• Medicina · Dec 2021

    Early Pacemaker Implantation after Transcatheter Aortic Valve Replacement: Impact of PlasmaBlade™ for Prevention of Device-Associated Bleeding Complications.

    • Alexander Lind, Majid Ahsan, Elif Kaya, Reza Wakili, Tienush Rassaf, and Rolf Alexander Jánosi.
    • Department of Cardiology and Vascular Medicine, West German Heart and Vascular Center Essen, University of Duisburg-Essen, 45147 Essen, Germany.
    • Medicina (Kaunas). 2021 Dec 5; 57 (12).
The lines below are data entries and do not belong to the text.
PR #1596, opened 2024-02-16
fix aws-py-stepfunctions

tgummerer:
AWS no longer supports lambdas with the python3.7 runtime.  Update it to the latest runtime to get this example to work again.

I noticed this was failing in the tests currently, and the error message suggests upgrading to the latest python.


tgummerer:
Example of a failure is here: https://github.com/pulumi/examples/actions/runs/7928272420/job/21646216538

scottslowe (approved):
LGTM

    AbstractBackground and Objectives: Permanent pacemaker implantation (PPI) is frequently required following transcatheter aortic valve replacement (TAVR). Dual antiplatelet therapy (DAPT) or oral anticoagulation therapy (OAK) is often necessary in these patients since they are at higher risk of thromboembolic events due to TAVR implantation, high incidence of coronary artery diseases (CAD) with the necessity of coronary intervention, and high rate of atrial fibrillation with the need of stroke prevention. We sought to evaluate the safety, efficiency, and clinical outcomes of early PPI following TAVR using the PlasmaBlade™ (Medtronic Inc., Minneapolis, MN, USA) pulsed electron avalanche knife (PEAK) for bleeding control in patients under DAPT or OAK. Materials and Methods: This retrospective single-center study included patients who underwent PPI after transfemoral TAVR (TF) at our center between December 2015 and May 2020. All PPI were performed using the PlasmaBlade™ Device. Results: The overall PPI rate was 14.1% (83 of 587 patients; 82.5 ± 4.6 years; 45.8% male). The PPI procedures were used to treat high-grade atrioventricular block (81.9%), severe sinus node dysfunction (13.3%), and alternating bundle branch block (4.8%). At the time of the procedure, 35 (42.2%) patients received DAPT, and 48 (57.8%) patients received OAK (50% with vitamin K antagonist (VKA) and 50% with novel oral anticoagulants (NOAK)). One device-pocket hematoma treated conservatively occurred in a patient (1.2%) receiving NOAK. Two re-operations were necessary in patients due to immediate lead dislocation (2.4%). Conclusions: The results of this study illustrate that the use of PlasmaBlade™ for PPI in patients after a TAVR who require antithrombotic treatment is feasible and might result into lower rates of severe bleeding complications compared to rates reported in the literature. Use of the PlasmaBlade device may be considered in this specific group of patients because of their high risk of bleeding.